Research to Practice > Current Research Projects

Current Research Projects

Rehabilitation Research and Training Center on Employment Outcomes for Individuals Who Are Blind or Visually Impaired

Michele Capella McDonnall, Ph.D.
Interim Director
Mississippi State MS
Website: http://www.msstate.edu/web/media/detail.php?id=5074

Summary

Mississippi State University's Center on Blindness and Low Vision has been selected by the National Institute on Disability and Rehabilitation Research (NIDRR) as the federally-designated Rehabilitation Research and Training Center on Employment Outcomes for Individuals Who Are Blind or Visually Impaired.
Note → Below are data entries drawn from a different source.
PR #8029, opened 2022-10-28
Actually fix problems with obsolete source IDs in persisted points

markerikson:
This PR:

- Swaps the mechanism of fetching sources to be done via Suspense cache and `ReplayClient`, instead of inside `ThreadFront`
  - The main app code that called `ThreadFront.findSources()` now calls `getSourcesHelper()` instead
  - Since a bunch of code relies on `await ThreadFront.ensureAllSources()`, that same setup logic now resolves the promise in `ThreadFront`
- Updates `useBreakpointIdsFromServer` to wait for sources before trying to apply persisted breakpoints, and skips over + removes any points whose source location is not in the set of actual source IDs
- Tosses in a `yarn.lock` diff that got missed earlier

### DIFF
--- a/packages/bvaughn-architecture-demo/src/contexts/PointsContext.tsx
+++ b/packages/bvaughn-architecture-demo/src/contexts/PointsContext.tsx
@@ -10,6 +10,7 @@ import {
   useState,
   useTransition,
 } from "react";
+import { ReplayClientContext } from "shared/client/ReplayClientContext";
 import { Point, PointId } from "shared/client/types";
 
 import useBreakpointIdsFromServer from "../hooks/useBreakpointIdsFromServer";
@@ -40,6 +41,7 @@ export const PointsContext = createContext<PointsContextType>(null as any);
 
 export function PointsContextRoot({ children }: PropsWithChildren<{}>) {
   const { recordingId } = useContext(SessionContext);
+  const replayClient = useContext(ReplayClientContext);
 
   // Both high-pri state and transition state should be managed by useLocalStorage,
   // Else values from other tabs will only be synced to the high-pri state.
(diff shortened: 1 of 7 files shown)


bvaughn (approved):
I'm not sure I understand why moving the source loading into the Replay client was necessary vs the way it was being done before, but I trust your research there.

markerikson:
For reference:

Source fetching was _previously_ done inside of `ThreadFront.findSources()`, which also tied into the promise returned by `ThreadFront.ensureAllSources()`.

In order to make the `useBreakpointIdsFromServer` hook wait for sources to load / get the cached list of sources, I needed to keep `ThreadFront` out of the equation, since `useBreakpointIdsFromServer ` and `PointsContext` live over in the prototype folder and know nothing about `ThreadFront`.

I was actually pleasantly surprised at how little code actually had to change to make that work.

Besides, this also has the bonus architectural improvement benefits of being one less thing that `ReplayClient` _needs_ to use `ThreadFront` for, and one less responsibility _inside_ `ThreadFront`.

bvaughn:
I think the core of the fix was making the sync hook _wait_ until sources had loaded– not specifically keeping thread front uninvolved.

So I guess I'm not sure why the sync hook couldn't just wait for all sources to be loaded (or even just assume they already had been, since we load as part of boot strapping).

Not saying that change was bad. I just don't think I understood why _that bit_ was needed.

markerikson:
It's specifically the "wait for all sources to be loaded" that was the actual issue.

That knowledge previously existed in two places:

- `protocol/thread/thread.ts`, in `ThreadFront`
- `src/ui/reducers/sources.ts`, in the Redux store

`PointsContext.ts` is over in the `prototype` folder and doesn't know about either of those, and we've been intentionally keeping the prototype folder from importing anything in the main app.

So, by flipping where we do the fetching and where the knowledge of "do we have sources yet" lives, I was able to rework the hook to wait for the sources.  Plus, it needed _access_ to the entire list of sources as well, with the same problems architecturally.

bvaughn:
I think this change broke the new Source viewer– specifically some of the Playwright tests I added in #8022.

After this change, clicking "+" to add a new breakpoint just permanently sticks "loading.."

bvaughn:
Here's the fix: b8e10e2

Need to connect the Replay client and `ThreadFront` at a different place so they couldn't accidentally be out of sync.

PR #8033, opened 2022-10-31
Add opt-in experimental setting for the new Source viewer

bvaughn:
- [x] Add experimental opt-in flag
- [x] Source viewer should be integrated with...
  - [x] Source explorer
  - [x] CMD+O/CMD+G menu
  - [x] Console seek-to and view-source links
  - [x] Outline view
- [x] "Add comment" button in log Point panel should set the source code preview
- [x] Wire up "enable large text" preference


bvaughn:
I think this is ready for review.

markerikson:
Code in the PR seems generally fine.

Doing side-by-side comparisons between the existing editor and the new viewer, I'm seeing a couple actual bugs, and some visual differences that are more "what do we want it to be?"

- **Bugs**
  - Variable hover tooltips are not showing up when I am paused at a point
  - The default new print statement content string is the name of the file, when it _should_ be the nearest enclosing function name
  - When I switched the editor pref, the new viewer showed up okay, but after adding one print statement, hovering over any line showed me the "Continue to here" hover button instead of the "Add print statement" button
  - Viewer seems to have a horizontal scrollbar that is stuck permanently on, and showing ~95% scroll width.  Dragging the editor/viewer scroll pane back and forth resizes the editor, but the scrollbar never goes away.
- **Visual differences**
  - Some differences in syntax highlighting (both color, and which tokens)
  - Some slight font rendering differences
  - Hit count color bars are coming in with different gradients.  Same recording, same file, same lines, but they're showing up as "light" in the old editor and "dark" in the new one
  - New viewer hit count color bar is wider/thicker

Old:

image

New:

image

bvaughn:
### Bugs
- [ ] Variable hover tooltips are not showing up when I am paused at a point
- [ ] @markerikson: The default new print statement content string is the name of the file, when it should be the nearest enclosing function name
- [ ] @bvaughn: When I switched the editor pref, the new viewer showed up okay, but after adding one print statement, hovering over any line showed me the "Continue to here" hover button instead of the "Add print statement" button
- [ ] Viewer seems to have a horizontal scrollbar that is stuck permanently on, and showing ~95% scroll width. Dragging the editor/viewer scroll pane back and forth resizes the editor, but the scrollbar never goes away.

PR #8063, opened 2022-11-02
Enable tracking telemetry events in new codebase

markerikson:
This PR:

- Injects `trackEvent` from the main codebase into the new codebase via `SessionContext`
- Re-adds Mixpanel telemetry events for breakpoints that were lost during the "Points" refactor PR in #7951


jonbell-lot23:
I have nothing to add to the review, but thank you! <3

PR #8511, opened 2023-01-10
Better caching for terminal expressions and eager eval

bvaughn:
### [Loom demo and overview of this change](https://www.loom.com/share/7354e449e266476b879e138886d4285e)

- [x] Suspense cache supports (optional) instance id per expression being evaluated
- [x] Console eager eval and terminal expression renderers pass this instance id to cache-bust
- [x] Add new e2e test and ~~update test fixture data~~

cc @Andarist


bvaughn:
Merging this for now. Happy to make changes via follow up PR.

PR #8512, opened 2023-01-10
Share Modal + Privacy Panel fix

jasonLaster:
When we designed the privacy panel, the idea was that we would only show the privacy information for public replays. @jaril / @jonbell-lot23 was there a moment where we intentionally decided to show it all the time?

Screenshot 2023-01-10 at 8 07 58 AM

Screenshot 2023-01-10 at 8 07 53 AM


jonbell-lot23:
> @jaril / @jonbell-lot23 was there a moment where we intentionally decided to show it all the time?

Nope, this isn't by design

PR #8513, opened 2023-01-10
Left sidebar can be fully collapsed

bvaughn:
### [Loom overview/demo](https://www.loom.com/share/5b15dd06e205442ca48627ee89f427ac)

- [x] Upgrade `react-resizable-panels` package from 0.0.30 to 0.0.31
- [x] Left toolbar panel is now fully collapsible via mouse and keyboard interactions.
  - [x] Toggle button added to left toolbar to expand/collapse as well.
- [x] New e2e test added for collapsible behavior.

cc @jonbell-lot23

### DIFF
--- a/src/ui/components/Toolbar.tsx
+++ b/src/ui/components/Toolbar.tsx
@@ -1,6 +1,6 @@
 import classnames from "classnames";
 import classNames from "classnames";
-import React, { useContext, useEffect, useState } from "react";
+import React, { ReactNode, useContext, useEffect, useState } from "react";
 
 import AccessibleImage from "devtools/client/debugger/src/components/shared/AccessibleImage";
 import { getPauseId } from "devtools/client/debugger/src/selectors";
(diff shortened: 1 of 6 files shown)


jonbell-lot23:
Copy/pasting from Discord:

> Another UX feature we've wanted for a long time, and I continue to be very excited about it.
> 
> Some could argue that the little arrow in the corner is too much. Strongly disagree. Requiring a gesture to undo an action is a big no-no. You always need a clickable target for something like this, and messaging of state. 

#shipit!

src/ui/components/Toolbar.tsx
```diff
@@ -147,6 +147,13 @@ export default function Toolbar() {
           </>
         ) : null}
         {logProtocol ? <ToolbarButton icon="code" label="Protocol" name="protocol" /> : null}
+
+        {sidePanelToggle !== null && (
+          <>
+            <div className="grow"></div>
+            <div className="relative px-2">{sidePanelToggle}</div>
+          </>
+        )}
```
jasonLaster, line 156: Not sure if we need the extra button or if the vs code ux where you click the active button to toggle it is fine?

My personal preference is that we should bring back the vs code ux and remove the sidebar toggle button. But, I'd be open to re-adding the button if we see users struggle to collapse the sidebar.

bvaughn: Jon and I agreed this button was a nice addition.

PR #8514, opened 2023-01-10
Ensure frame order

jcmorrow:
And speculatively try to fix aspect ratio.

### DIFF
--- a/pages/api/video.ts
+++ b/pages/api/video.ts
@@ -39,24 +39,25 @@ async function fetchGraphics(
   { client, sessionId }: { client: ProtocolClient; sessionId: string }
 ) {
   let prevTime = 0;
-  let input = "";
   const numPaints = paintPoints.length;
-  await Promise.all(
-    paintPoints.map(async (point, index) => {
-      const duration = (point.time - prevTime) / 1000;
-      const filename = path.join(tmpDir, `/${index}-${point.point}-${point.time}.jpeg`);
-      input += `file '${filename}'\nduration ${duration}\n`;
+  const input = (
+    await Promise.all(
+      paintPoints.map(async (point, index) => {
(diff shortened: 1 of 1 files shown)


pages/api/video.ts
```diff
@@ -39,24 +39,25 @@ async function fetchGraphics(
   { client, sessionId }: { client: ProtocolClient; sessionId: string }
 ) {
   let prevTime = 0;
-  let input = "";
   const numPaints = paintPoints.length;
-  await Promise.all(
-    paintPoints.map(async (point, index) => {
-      const duration = (point.time - prevTime) / 1000;
-      const filename = path.join(tmpDir, `/${index}-${point.point}-${point.time}.jpeg`);
-      input += `file '${filename}'\nduration ${duration}\n`;
```
jcmorrow, line 48: this mutative operation can theoretically happen in any order, I think?

pages/api/video.ts
```diff
@@ -81,7 +82,7 @@ async function createVideo(tmpDir: string, input: string, recordingId: string):
       console.log("Error:", err);
       reject(err);
     })
-    .outputOptions(["-c:v libx264", "-r 30", "-pix_fmt yuv420p"])
+    .outputOptions(["-c:v libx264", "-r 30", "-pix_fmt yuv420p", `-vf "scale=100:-2,setdar=16/9"`])
```
jcmorrow, line 85: > If one and only one of the values is -n with n >= 1, the scale filter will use a value that maintains the aspect ratio of the input image, calculated from the other specified dimension. After that it will, however, make sure that the calculated dimension is divisible by n and adjust the value if necessary.

http://ffmpeg.org/ffmpeg-filters.html#scale-1

PR #8516, opened 2023-01-11
Don't disable the console when fetching frames fails (FE-1110)

hbenl:


bvaughn (changes requested):
This fix breaks how Suspense works. We _expect_ `getFramesSuspense` to throw.

I'm also not sure how this fix lines up with the comments I left on [the recording](https://app.replay.io/recording/cannot-evaluate--8da26b2a-6448-4c08-bd92-6dab5979d9e6?point=26935039955686650221307487328403555&time=11242). Can you help me understand the connection?

hbenl:
> This fix breaks how Suspense works. We expect getFramesSuspense to throw.

D'oh!

> I'm also not sure how this fix lines up with the comments I left on the recording. Can you help me understand the connection?

There is no connection - I just spotted another issue which I think is the real culprit.
I don't think `useContext` really throws here, there are many ways in which the hit counts can be misleading, I wouldn't rely on them to deduce the control flow.

bvaughn:
> There is no connection - I just spotted another issue which I think is the real culprit.

I don't think that's backed up by the Replay though. Did you check out where my comments are?

bvaughn (commented):
Maybe this change is okay but it doesn't solve the original issue filed in FE-1110.

I am a little confused about this change though. Do we expect frame fetching to fail for some reason? More than any of the other Suspense fetching requests we make? Why?

hbenl:
> You can step in from that point and see that it throws.

Huh, I didn't see that; admittedly I didn't really investigate your theory since `getFrames()` definitely throws in this case and that would trigger the `ErrorBoundary`, so it *seemed* like the right explanation.
Can you add a comment to the recording where `useContext` throws?

> I am a little confused about this change though. Do we expect frame fetching to fail for some reason? More than any of the other Suspense fetching requests we make?

Well, I've seen it fail a couple of times and I thought falling back to global evaluations in that case was a reasonable fix.

bvaughn:
> Can you add a comment to the recording where `useContext` throws?

I did yesterday. Added another one this morning at the specific spot where React throws. Are you not seeing them?

bvaughn (approved):
I don't know. Maybe this change is okay? I'll leave it up to your judgement.

It seems a little fishy though. Might cause subtle, unexpected changes in behavior?

hbenl:
- I think it's reasonable to fall back to global evaluations if we can't fetch frames (and I can't think of a situation where this would cause an unwanted change in behavior - currently we don't allow evaluations at all in this case)
- I could reproduce the issue by opening https://app.replay.io/recording/replay-of-ts-node--9926d09f-a6c2-4033-8c47-3dfe3be3e319?point=0&time=0 (note the `point`/`time` parameters) and this fix works in that case
- I've seen recordings where `useContext` also throws without causing any visible issues, so I think that was really not the culprit
- the pause for which we tried to fetch frames in the original recording was created for execution point 0 but the timeline claims that we're paused at the end of the recording - I'll fix this in a separate PR (we should initially pause at the endpoint if we find no other usable initial pause point)
- that would probably also fix this issue (because we would fetch frames for the endpoint instead of 0) but since I've occasionally seen `getFrames()` failing I still think this PR is a good idea

bvaughn:
> I've seen recordings where `useContext` also throws without causing any visible issues, so I think that was really not the culprit

I'm confused by your statement. The recording _shows_ that as the issue for FE-1110.

PR #8519, opened 2023-01-11
Updated Playwright tests to fix flakiness/failures

bvaughn:
Updates an e2e tests that has been cause false negatives from our Playwright/Delta actions lately:
- [x] `tests/console`: _should show a button to clear terminal expressions_

This PR also updates tests to `await expect` when testing async values<sup>1</sup>. This causes Playwright to [_wait until the expected condition is met_](https://playwright.dev/docs/test-assertions) (with a timeout) and so it should also help cut down on small timing related flakes.

Would be nice if we could enforce this with a Lint rule but I don't know how that would work.

<sup>1</sup> Note that I only did this for `await expect(await thing)`. I didn't replace `await expect(asyncValue)` because I didn't have an easy way to grep for them.

### DIFF
--- a/packages/e2e-tests/helpers/console-panel.ts
+++ b/packages/e2e-tests/helpers/console-panel.ts
@@ -183,8 +183,9 @@ export async function seekToConsoleMessage(
   await consoleMessage.hover();
   await consoleMessage.locator('[data-test-id="ConsoleMessageHoverButton"]').click();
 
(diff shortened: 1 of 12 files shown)


bvaughn:
I think we're good here. Three runs, no Playwright failures. (We had a Delta upload failure– aka DEL-16– but that's unrelated).

PR #8520, opened 2023-01-11
Always jump to an initial pause point

hbenl:
If the initial pause point was not in a loading region, `jumpToInitialPausePoint()` would not call `ThreadFront.timeWarp()` at all - it should jump to the endpoint instead (that's what it already does if it doesn't find a pause point from URL parameters, comments or paints but the case that it *does* find such a point but it isn't in a loading region wasn't handled correctly).


bvaughn (approved):
Not sure I understand totally but trust your judgement 😁

PR #8530, opened 2023-01-12
Remove next-transpile-modules

hbenl:
In recordings of app.replay.io, the "original" sources under `packages/replay-next/` are actually transpiled sources. When I remove `next-transpile-modules` from our next config, these sources are the real originals. I've used this config locally for a while now and didn't notice any problems.


bvaughn (approved):
Huh...could have sworn this was require for something. @markerikson do you remember?

Seems okay when I gave it a quick test though 🤷🏼

PR #8535, opened 2023-01-13
Removing unused design tokens

jonbell-lot23:
This was a fun one.

1. I wrote a script to find the number of times every variable is used
2. I wrote a second script to use that list to remove everything used zero times
3. Which resulted in this PR!


jonbell-lot23:
Check out this cool spreadsheet where I tracked this stuff:

image

jonbell-lot23:
I got things to the point where Delta is happy. (Other than one screenshot that I think we are frequently seeing as a Delta bug) So this should be ready for review.

ryanjduffy (approved):

PR #8537, opened 2023-01-13
Do not switch from cypress panel when changing view modes

ryanjduffy:
* Adds `cypress` as a viewer panel
* Suppresses switching to the source explorer when switching to Devtools

## Additional Considerations

I think this is worth trying but I worry the devtools features will be missed by not switching the primary panel which draws attention to that side. The new icons appearing on the left are easy to miss.

cc: @jonbell-lot23

### DIFF
--- a/src/ui/actions/layout.ts
+++ b/src/ui/actions/layout.ts
@@ -62,7 +62,10 @@ export function setViewMode(viewMode: ViewMode): UIThunkAction {
     // Otherwise, it's possible for the nag to not be properly dismissed.
     if (viewMode === "dev" && !localNags.includes(LocalNag.YANK_TO_SOURCE)) {
       dispatch(dismissLocalNag(LocalNag.YANK_TO_SOURCE));
-      dispatch(setSelectedPrimaryPanel("explorer"));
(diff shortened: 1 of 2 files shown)


jasonLaster:
I think we should probably take a second pass on switching panels in general. It was always meant to be a NUX feature and it's now become something pretty disruptive as you switch modes...

The biggest thing here is the context switch when you jump into devtools and lose your bearings. The intuition is coming from being on a lot of calls and folks feeling comfortable with cypress and then when they lose that panel getting nervous :)

jaril (approved):

jonbell-lot23:
Good point, @jasonLaster -- I think there are two things at play here:

1. When looking at Cypress, what's the most important panel when switching to DevTools?
2. When looking at other replays, what's the most important panel when switching to DevTools?

I agree with this PR because it optimises for Cypress familiarity in item 1 above, so people can be effective.

I think 2 is an interesting conversation, because it's harder to argue that our custom Replay Info / Events panel feels familiar to people coming from VSCode, Chrome, etc. And as Ryan said, it's easy to miss those icons when they appear on the side. Good context if/when we have that conversation.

This RRTC will focus on six research projects:

* Customized Transportation Intervention - will utilize a quasi-experimental design to develop and evaluate a new intervention addressing transportation barriers to employment for persons who are blind or severely visually impaired.

* Business Mentoring Intervention - will utilize a randomized controlled trial to evaluate the effectiveness of a business mentoring program relative to employment outcomes of college seniors who are legally blind.

* VR Agency-Employer Practices - will utilize survey methodology and secondary data analyses to evaluate the effectiveness of existing practices used by VR agencies to interact with employers in their states.

* Randolph-Shepard (R-S) Program Evaluation - will utilize survey methodology to evaluate the current status, present needs, and future possibilities of the R-S Business Enterprise Program.

* Outcomes of Social Security Disability Insurance (SSDI) Beneficiaries - will involve analyses of RSA-911 data to contribute to new knowledge about employment outcomes of SSDI beneficiaries served by State Vocational Rehabilitation.

* Accessibility in the Workplace - Subcontractor American Foundation for the Blind (AFB) will test and evaluate accessibility to individuals who are blind or visually impaired for two common elements of contemporary workplace technology: multifunction document centers and Voice over Internet Protocol.

For more information about this new NIDRR grant, see the MSU press release at the website.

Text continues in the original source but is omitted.